## Instructions to follow:
As the answer, give a copy of each line below that includes the word "state".

(Collected data)
━━━
PR #47, opened 2021-05-28
build(android): remove build tools version

dulmandakh:
Setting buildToolsVersion is no longer recommended, it'll default to Android Gradle Plugin defaults. It makes DX worse by requiring multiple versions of build tools by various dependencies require various versions.

### DIFF
--- a/android/build.gradle
+++ b/android/build.gradle
@@ -21,7 +21,6 @@ apply plugin: 'com.android.library'
 
 android {
     compileSdkVersion safeExtGet('compileSdkVersion', 28)
-    buildToolsVersion safeExtGet('buildToolsVersion', '28.0.3')
     defaultConfig {
         minSdkVersion safeExtGet('minSdkVersion', 16)
         targetSdkVersion safeExtGet('targetSdkVersion', 28)


mikehardy (approved):
Yep

mikehardy:
Note that even if the PR title is fixed to be conventional, single-commit merges typically take the *commit* which is still possibly non-conventional. Since we use semantic-release bot you must be careful with the merge message! It will probably need a little manual fixup

dulmandakh:
Thanks @mikehardy

thebergamo (approved):
Lgtm

thebergamo:
That's was important tip, usually I the commit was taken from merge itself. It's a good point to make sure those commits also follow semantic release, will check if I can configure husky to avoid such issues

mikehardy:
alternatively there is a mode in the checker so it will flag the thing for more attention: 

```

          # When using "Squash and merge" on a PR with only one commit, GitHub
          # will suggest using that commit message instead of the PR title for the
          # merge commit, and it's easy to commit this by mistake. Enable this option
          # to also validate the commit message for one commit PRs.
          validateSingleCommit: true
```

https://github.com/amannn/action-semantic-pull-request/

I'm mobile right now or I'd PR the workflow yaml sorry :)

dulmandakh:
I made the change on GitHub, sorry 😇

PR #53, opened 2021-06-10
docs: mention the required imports AppDelegate.m

kuasha420:
This is not entirely obvious for non native developers.


mikehardy (approved):
A fair point - I believe it is covered in other related documents, but upstream, and without them the example is incomplete and would result in compile errors which is not a great developer experience. I like this change

Issue #21, opened 2021-04-19
Cannot run example app (crashes after infinite loop)


rahulsmehta:
## 🐛 Bug Report

When running the example app on an iOS simulator (in `example/ios`), the example app fails to mount & the app crashes after entering an infinite loop with the error:
```
Invariant Violation: No callback found with cbID 2903 and callID 1451 for module <unknown>.
```

## To Reproduce

1. Install both the package & example app dependencies (`npm install && npx pod-install`)
2. Start the example app by running `npm example:ios`

## Expected Behavior

The example app builds & runs successfully

## Environment

```
System:
    OS: macOS 10.15.7
    CPU: (16) x64 Intel(R) Core(TM) i9-9880H CPU @ 2.30GHz
    Memory: 1.87 GB / 32.00 GB
    Shell: 3.2.57 - /bin/bash
  Binaries:
    Node: 12.16.3 - /usr/local/bin/node
    Yarn: 1.22.5 - ~/.yarn/bin/yarn
    npm: 7.10.0 - ~/git/sw/react-native-fbsdk-next/node_modules/.bin/npm
    Watchman: 4.9.0 - /usr/local/bin/watchman
  Managers:
    CocoaPods: 1.10.1 - /usr/local/bin/pod
  SDKs:
    iOS SDK:
      Platforms: iOS 14.4, DriverKit 20.2, macOS 11.1, tvOS 14.3, watchOS 7.2
    Android SDK: Not Found
  IDEs:
    Android Studio: 4.1 AI-201.8743.12.41.6858069
    Xcode: 12.4/12D4e - /usr/bin/xcodebuild
  Languages:
    Java: 11.0.9.1 - /usr/bin/javac
    Python: 3.7.7 - /opt/anaconda3/bin/python
  npmPackages:
    @react-native-community/cli: Not Found
    react: 16.13.1 => 16.13.1
    react-native: ^0.63.3 => 0.63.4
    react-native-macos: Not Found
  npmGlobalPackages:
    *react-native*: Not Found
```

mikehardy:
I'm using the package in production now.
Not sure about the example though, I haven't tried it.

Luehang:
That's good to know.  What `react-native` and `react-native-fbsdk-next` version are you using?  And what platform?

mikehardy:
literally current stable every single thing as I type this - I maintain a pile of large repos so I keep everything up to date to catch the errors before my users do. Android and iOS

[...]

PR #68, opened 2021-07-06
Update index.js to import react-native-fbsdk-next

KrisLau:
The example is using `react-native-fbsdk` instead of `react-native-fbsdk-next` so I just thought I'd update that. It still doesn't run for me (see #21) but I thought I'd help out where I can for now as I do not know how to resolve the `InvariantViolation`

### DIFF
--- a/example/index.js
+++ b/example/index.js
@@ -5,7 +5,7 @@
 import {AppRegistry, Platform} from 'react-native';
 import App from './src/App';
 import {name as appName} from './app.json';
-import {Settings} from 'react-native-fbsdk';
+import {Settings} from 'react-native-fbsdk-next';
 
 /**
  * The `autoInitEnabled` option is removed from facebook-ios-sdk, should initialize manually


mikehardy (approved):
nice catch

KrisLau:
Copying my comment over from #21 here as it might be pertinent:

> Ok so I found out more things but still can't fully resolve the error. For some reason named imports from 'react-native' aren't recognized so changing all the `import {a, b} from 'react-native'` to 
> ```
> import a from 'react-native'
> import b from 'react-native'
> ```
> 
> For example:
> ```
> import { requireNativeComponent, StyleSheet } from 'react-native';
> ```
> turns into
> ```
> import requireNativeComponent from 'react-native';
> import StyleSheet from 'react-native';
> ```
> 
> 
> This gets rid of a bunch of errors but leaves me with this error:
> ```
> [Tue Jul 06 2021 09:41:54.464]  BUNDLE  example/index.js 
> 
> [Tue Jul 06 2021 09:42:01.667]  ERROR    TypeError: undefined is not a function (near '..._reactNative.default.create...')
> [Tue Jul 06 2021 09:42:01.667]  ERROR    Invariant Violation: Module AppRegistry is not a registered callable module (calling runApplication)
> [Tue Jul 06 2021 09:42:01.686]  ERROR    Invariant Violation: Module AppRegistry is not a registered callable module (calling runApplication)
> ```
> which I believe is coming from `render(): JSX.Element;` in `FBLoginButton.ts` but I can't seem to figure our what to do for that

mikehardy:
Yeah when I saw the state of the example app, I wept.
Nothing frustrates me more than spending more than about 10 seconds on keeping an example app running.
I will post a PR in about an hour so with an auto-generation script for example apps a la https://github.com/react-native-device-info/react-native-device-info/blob/master/refresh-example.sh and/or https://github.com/mikehardy/rnfbdemo/blob/master/make-demo.sh

KrisLau:
> Yeah when I saw the state of the example app, I wept.
> Nothing frustrates me more than spending more than about 10 seconds on keeping an example app running.
> I will post a PR in about an hour so with an auto-generation script for example apps a la https://github.com/react-native-device-info/react-native-device-info/blob/master/refresh-example.sh and/or https://github.com/mikehardy/rnfbdemo/blob/master/make-demo.sh

@mikehardy Yeah I probably spent a little too long on it considering I couldn't get it to work anyway 😆 Thank you for everything you do to maintain this library btw, I really appreciate it!

mikehardy:
@KrisLau it exists - works for me on my machine ? #69

Issue #118, opened 2017-03-28
add API blueprint for deprecated API versions


honnix:
For v0 and v1, we will need another blueprint to keep track those.

PR #154, opened 2017-04-29
api blueprint for deprecated version

honnix:
addressing #118

### DIFF
--- a/doc/api-deprecated.apib
+++ b/doc/api-deprecated.apib
@@ -1,7 +1,8 @@
 # Styx API specification
 
 This specification is for deprecated API versions. Users are recommended to use
-[latest version] if backward compatibility is not an issue.
+[latest version] if backward compatibility is not an issue. In this document,
+`endpoint` is interchangeable with `workflow` when describing a workflow.
 
 This document is written using [api-blueprint]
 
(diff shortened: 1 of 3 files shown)


honnix:
@fabriziodemaria PTAL

doc/api.apib
```diff
@@ -31,40 +22,43 @@ aglio -i doc/api.apib -o api.html --theme-template triple --theme-variables stre
 
 Resources related to the Workflows registered in Styx.
 
-## Workflow [/v2/workflows/{component}/{workflow_id}]
+## Workflow [/v2/workflows/{component_id}/{workflow_id}]
 
 + Parameters
-    + component: `styx-canary` (string) - Workflow Component
-    + workflow_id: `LuigiCanary` (string) - Workflow ID
```
fabriziodemaria: Should we change the `luigi-canary-dummy:dummy` entries as well? Perhaps remove all the Luigi parts :)

doc/api-deprecated.apib
```diff
@@ -0,0 +1,558 @@
...
+
+        {
+            "parameter": "2017-01-01T01",
+            "workflow_id": {
+                "component_id": "styx-canary",
+                "endpoint_id": "StyxCanary"
+            }
+        }
+
+# Group Global Config
```
fabriziodemaria: Actually should we rename this `Group Styx Config` to reflect the class name as in all the other cases? Same in the file for APIs version 2. I am not sure how I came up with this "Global" name before..

fabriziodemaria:
Minor things commented, nothing important! Feel free to merge as is 👍

doc/api.apib
honnix: Will do

honnix:
incorporate #201 to avoid a rather big merge.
━━━
## Answer for this exercise:
Yeah when I saw the state of the example app, I wept.
> Yeah when I saw the state of the example app, I wept.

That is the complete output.